Based on the cytogenetic findings in myelodysplastic syndrome (MDS) and AML, patients can have (1) a normal karyotype, (2) a balanced chromosomal abnormality causing the generation of fusion oncogenes, and (3) complex karyotypes (usually >3 abnormalities) with this group showing worse prognosis and response to treatment. This bad prognosis group occurs in 30% of de novo myelodysplastic syndromes (MDSs) (only 20% in de novo AML) and up to 50% of therapy-related AML and myelodysplastic syndrome (MDS) with an urgent need to improve therapy in this group.
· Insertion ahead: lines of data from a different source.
PR #7950, opened 2026-04-02
fix(firestore): avoid reusing busy clients for streams

akshatbaranwal:
## Summary
- add an opt-in `preferIdleClients` path in `ClientPool`
- use that mode for `requestStream()` so new streams reuse idle clients but do not pile onto already-busy ones
- add pool regression tests for the new reuse behavior

## Why
`DocumentReference.get()` and `getAll()` use the `batchGetDocuments` server-streaming path. If one stream stalls for a long time, the existing `ClientPool` strategy prefers the most-full client and can keep routing later low-concurrency reads back onto the same busy client.

This change is a defensive mitigation: request streams will reuse idle clients, but if all existing clients are already busy, they open a fresh client instead of piling onto a busy one.

## Testing
- `cd handwritten/firestore && npx mocha -r ts-node/register/transpile-only dev/test/pool.ts --grep "preferIdleClients|re-uses idle instances when preferIdleClients|creates a new client when preferIdleClients|creates new instances as needed|re-uses idle instances"`
- `cd handwritten/firestore && npx tsc -p . --noEmit --skipLibCheck`


dlarocque:
@akshatbaranwal Does this change solve any open issues with this SDK?

akshatbaranwal:
Yes — this is the Firestore-side mitigation for #7960.

That issue describes how a single stalled REST-fallback server-streaming read (`batchGetDocuments`) can leave a `ClientPool` client checked out indefinitely, and because the pool prefers the most-full existing client, later low-concurrency reads keep reacquiring the same poisoned client until the process is restarted.

This PR doesn't try to fix the underlying transport stall (that's tracked separately in #7959). It's a defensive change in `ClientPool`: under the new `preferIdleClients` mode — which `requestStream()` opts into — a new stream reuses an idle client if one exists, but if every existing client is already busy it opens a fresh client rather than piling onto a busy one. That way one stuck stream can no longer attract every subsequent read.

Happy to scope it differently (e.g. stale-stream eviction instead of an opt-in reuse policy) if that's closer to what you'd prefer — question #1 in #7960 was explicitly asking for maintainer guidance on that.

quirogas:
I'm closing this PR due to inactivity. Please feel free to reopen it if it remains relevant, as we are currently sanitizing our repository.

Balanced translocation abnormalities lead to the generation of fusion oncogenes such as Bcr-Abl in CML and PML-Rar alpha in APL; whereas unbalanced recurrent aberrations, most commonly -5, 5q-,-7, 7q-, +8, 11q-, 13q-, and 20q-, suggest that genes within these regions have a role in MDS/MPD pathogenesis, which is based on loss of tumor suppressor genes or haploinsufficiency of genes necessary for normal myelopoiesis.

  • Patients who survive cancer treatment with alkylating agents, with or without radiotherapy, have a high risk of developing myelodysplastic syndrome (MDS) or secondary acute leukemia.
  • Approximately 60-70% of patients do not have an obvious exposure or cause for myelodysplastic syndrome (MDS) and are classified as primary myelodysplastic syndrome (MDS) patients.
  • Secondary myelodysplastic syndrome (MDS) describes the development of myelodysplastic syndrome (MDS) or acute leukemia after known exposures to chemotherapy drugs that can cause bone marrow damage. These drugs are associated with a high prevalence of chromosomal abnormalities (following exposure and at the time of myelodysplastic syndrome [MDS] or acute leukemia diagnosis).
  • Primary, or idiopathic, myelodysplastic syndromes (MDSs) are the most common. However, a nonspecific history of exposure to indeterminable chemicals or radiation 10-15 years previous to the onset of disease may be present in approximately 50% of patients. This relationship to pathogenesis remains unproven.
    • Other chemicals are leukemogenic.
    • Compounds such as benzene have been implicated.
    • Insecticides, weed killers, and fungicides are possible causes of myelodysplastic syndrome (MDS) and secondary leukemia.7
    • Less evidence supports genetic predisposition, but familial incidences have been described.
    • Viral infections have also been implicated.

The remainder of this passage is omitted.